此情此景,使金菊哽咽得说不出话来。末了,金桂推开她,跌跌撞撞冲了出去。金菊心灰意懒,她等姐姐走后,朝地下那砣异物啐口血痰。等了片时,楼上楼下所有的灯具被她打开。夜幕降临,远观于郊野,这座在武陵县相当出名的三层洋楼就像一块晶莹剔透的和田玉,散发幽煌的光泽。
第五十九章 改制
丁丑年正值香港回归,是年春节,国营军停界林场场区范围内普降大雪。这是严冬最后一场雪。那雪飘了两宿一昼,至第三天凌晨收势,漫山遍野所积压的皑皑白雪封住盘山公路。因为很长时期经营停顿,使贮木场的木材得不到销售,所以久不通车;场里也没安排职工去清扫雪障,而往年只要积雪,场里都会集体组织一次义务扫雪活动。停业文件是州政府颁发下来的,旨在进一步深化改制,并且争取年前结束。那阵子正逢林场三位卧病在床的退休老职工接连仙逝,送葬队伍迫于出殡计,不得不请人扫雪,疏通了盘山公路。当时场里有好事者风传:“老场长乔保森虽不得好死,但有几位与他陪葬,一辈子活到这层面,值啦。”此话是否属实,只当题外发挥。
立春在即,天气渐转。太阳升得老高,溶水涨起来了,山岭上空四外飘飞一种名为猪屎雀的黄咀丑鸟,一日到夜在峡谷两岸箭竹丛中啾啁,扰得人心惶然不知所措。
时不到八点,场长欧阳松最早一个来到场办,提了把扫帚打扫卫生。今天礼拜天,可与寻常意义的礼拜天却大不相同,今天州委州政府抽调的二十名改制组干部即将进驻场部,而且为防止类似上次牛汉栋被殴事件,据说还要调拔一支武警中队前来维护治安。由于第一天议程只要求召集场党组和各工区负责人到位,欧阳松不安排两位女干部提前赶赴场办打扫卫生,而是亲自动手,时刻准备迎候改制组。

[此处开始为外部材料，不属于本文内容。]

PR #4268, opened 2025-12-31
Checkpointer interrupt

Charles23R:
### Problem

An error when checkpointing didn't stop the training, so sometimes a whole training iteration is executed for nothing even **after** the checkpointer has already failed.

### Checklist

### Changes

- `AsyncCheckpointer` can be assigned an interrupter to stop the training.
- Interrupter can be given a "reason" string when stopping, improving logging.
- Updated burn-train's training loops.
- Fix a warning for projects that do not use ddp.

### Testing

Tested with examples.

### DIFF
--- a/crates/burn-train/src/learner/supervised/strategies/ddp/strategy.rs
+++ b/crates/burn-train/src/learner/supervised/strategies/ddp/strategy.rs
@@ -125,10 +125,10 @@ impl<SC: SupervisedLearningComponentsTypes + Send + 'static> SupervisedLearningS
             .expect("Distributed data parallel main worker failed");
 
         if interrupter.should_stop() {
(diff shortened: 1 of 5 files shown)


crates/burn-train/src/learner/base.rs
```diff
@@ -193,4 +200,10 @@ impl Interrupter {
     pub fn should_stop(&self) -> bool {
         self.state.load(Ordering::Relaxed)
     }
+
+    /// Get the message associated with the interrupt.
+    pub fn get_message(&self) -> Option<String> {
```
laggui, line 205: Could also have been `interrupter.reason()` instead to get the stop reason, but LGTM nonetheless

同时他又必须马上给各工区组长拨电话,通知他们尽快于当天上午九点以前赶到场部参加改制会议。凭欧阳松经验,首场会议主要是为改制定调子的。
忙了一阵,欧阳松累得挥汗如雨,直了身子歇会儿气,一手将皮夹克拉链拉下,敞起衣服散热,冷不丁背后被人打了一下。
“日薄西山,你还图个啥。”
说话者是钟桧堂客,手中捏了张信笺纸。
欧阳松接过话端应道:“做一天和尚撞一天钟。”
女人递过来那张条子,说:“你是负责到底的人,我老钟不如你哟,他闹病了。”
女人完成交请假条的任务就扭头动身。欧阳松本想跟她询问钟桧的病况,见她去了,只好盯着条子发痴,心头不由自主窜了股火气:关键时刻掣肘,身为副场长莫讲给一把手面子,也该顾全大局啊!

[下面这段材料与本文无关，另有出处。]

Issue #2876, opened 2025-03-07
`bincode` v2.0.0 error: cannot find decode_borrowed_from_slice


BeadiestStar64:
**Describe the bug**
When I do a `cargo build` with Burn as a dependency, cargo reports that Burn Core cannot find `bincode::serde`.

**To Reproduce**
1. Execute `cargo add burn --features wgpu`.
2. Execute `cargo test`.

**Expected behavior**
Pass the test without any problems.

**Screenshots**
![Image](https://github.com/user-attachments/assets/4322d33a-d862-4991-a3da-466192233d70)

**Desktop (please complete the following information):**
 - OS: Windows 11 Home 24H2
 - Rust Edition: 2021

laggui:
`bincode` version `2.0.0` was officially released yesterday, which introduces some breaking changes.

Burn uses `2.0.0-rc.3`, but cargo dependency resolver treats pre-release versions (-rc.3) as lower priority than stable releases... so it fetches the `2.0.0` release (which is not compatible).

For the released Burn versions, please add an explicit dependency to the pre-release version:

```toml
bincode = "=2.0.0-rc.3"
bincode_derive = "=2.0.0-rc.3"
```

The new `bincode` release also only supports 1.85 MSRV, so for now we'll have to explicitly pin the release candidate on main and eventually upgrade to the last release.

BeadiestStar64:
Thank you so much for your detailed explanation and solution.
As you suggested, adding an explicit dependency on the pre-release version of `bincode` quickly resolved the issue👍

laggui:
Re-opening in favor of #2880 since an explanation and solution has been given here.

alessandromazza98:
is there an eta for the fix on main branch?

laggui:
For some reason cargo was not resolving to bincode v2.0 locally or on the CI so I thought the pinned rc3 had been merged, but it's still contained in another PR.

Just opened a PR for this fix specifically. Will update to 2.0 once rust 1.86 comes out because we always support current (1.85) and prev (1.84), and bincode 2.0 has MSRV 1.85.

No ETA for a release at this time, we have a couple of things we still want to do to wrap up the next release 🙂

laggui:
This should no longer be an issue with the 0.16.1 patch we just released!

Would have hoped to have 0.17 by now, but we were not satisfied enough to release (software + performance is hard apparently 😅).

So we decided to finally bring a patch update mostly for the breaking `bincode` issue.

[...]

PR #4272, opened 2026-01-04
Pinned bincode workspace dependency to the exact version =2.0.0-rc.3 …

bigmark222:
…in Cargo.toml

### Checklist

### Related Issues/PRs
- Repro: `git checkout v0.14.0 && rm Cargo.lock && cargo publish --dry-run -p burn-core` fails with E0425 (bincode API change).

### Changes
- Pin `bincode` in burn-core to `=2.0.0-rc.3` to prevent Cargo from resolving 2.0.1+, which removes `decode_borrowed_from_slice` and breaks publish/build when no lockfile is present.
- Scope: 0.14.x line only; minimal change to restore publishability.

### Testing
- `cargo run-checks`
- `cargo publish --dry-run -p burn-core` (succeeds with the exact pin)

Additional info just for clarity:
- Cargo.lock isn’t used by library consumers; when downstream builds burn-core, Cargo re-resolves deps. Any lock in the repo is ignored.
- cargo publish also re-resolves unless you force --locked. With the lock present it holds bincode at 2.0.0-rc.3, so the break is masked; without it, Cargo picks bincode 2.0.1 and build/publish fails.
- The repro removes Cargo.lock to mirror the published experience: fresh resolution pulls bincode 2.0.1, which lacks decode_borrowed_from_slice, causing E0425.

### DIFF
--- a/Cargo.toml
+++ b/Cargo.toml
@@ -109,7 +109,7 @@ github-device-flow = "0.2.0"
 os_info = "3.8.2"
 wsl = "0.1.0"
 
-bincode = { version = "2.0.0-rc.3", features = [
+bincode = { version = "=2.0.0-rc.3", features = [
     "alloc",
     "serde",
 ], default-features = false }


bigmark222:
Thanks for the context and the link to #2876.

We’re still on 0.14.0 because our downstream crates are pinned to that release, and moving to 0.16+ is a larger migration we haven’t scheduled yet.

Pinning bincode in my own project doesn’t fix the publish issue in burn-core itself. When running cargo publish --dry-run -p burn-core (and for downstream crates), Cargo re-resolves dependencies without a lockfile and pulls in bincode 2.0.1, which then fails due to decode_borrowed_from_slice. That’s what motivated this PR for the 0.14.x line - to keep that release publishable until we can move to a newer Burn version.

If you’d prefer, I’m happy to switch this over to the API update (decode_from_slice) instead of the pin. Either approach on the 0.14 branch would unblock publishing.

laggui:
Pinning is fine!

> Pinning bincode in my own project doesn’t fix the publish issue in burn-core itself.

Ahhh yeah this is a fix in user-space (binary project), won't work for libs. Your users would have to apply this in their project.

Hopefully you can take advantage of the improvements in the latest releases soon! The upgrade is worth it. In the meantime, I'll try to trigger a patch publish for 0.14.1 later with the pinned rev.

bigmark222:
That makes sense. Thanks for the clarification, and for taking a look.

Agreed on the distinction; a user-space pin helps binaries, but doesn’t address library publishability, which is what prompted this PR on the 0.14.x line. A patch publish with the pinned rev would fully unblock that.

Appreciate you triggering a 0.14.1 patch release. We’ll plan the upgrade to newer Burn releases once our downstream crates are ready. Looking forward to taking advantage of the improvements there.

laggui:
@bigmark222 had to update some things in our tooling but just published a patch 0.14.1 for `burn-core`. All other crates remain at version 0.14.0. Just tested locally and burn correctly pulls the updated patch, there is no bincode build error.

九点钟左右,改制组人车俱齐,各工区的负责人也陆续到达会场。然而,令欧阳松蹊跷的是,一再强调派武警维持会场的说法纯系子虚乌有,什么武警中队,连一个当兵的影儿也没见着。参会人员除副场长钟桧以外,该来的都来了。会议由欧阳松主持,他做了开场白。尔后由州政府一位主管经济工作的女副州长做报告。主要议题集中四个方面。其一,这次国营军停界林场改制,对象指全体林场干部和职工,包括场党组所有成员;其二,一次性买断工龄所补偿的底金为四万元人民币,据称这个数相对于工矿企业就算很高的水准;其三,社会保险金的问题,买断前由国家缴纳,买断以后历年应交数额由员工本人负责;其四,买断后林场实行私营承包,进行公平竞标,中标人经营期限为五十年。至于医保领域,会议始终未涉及。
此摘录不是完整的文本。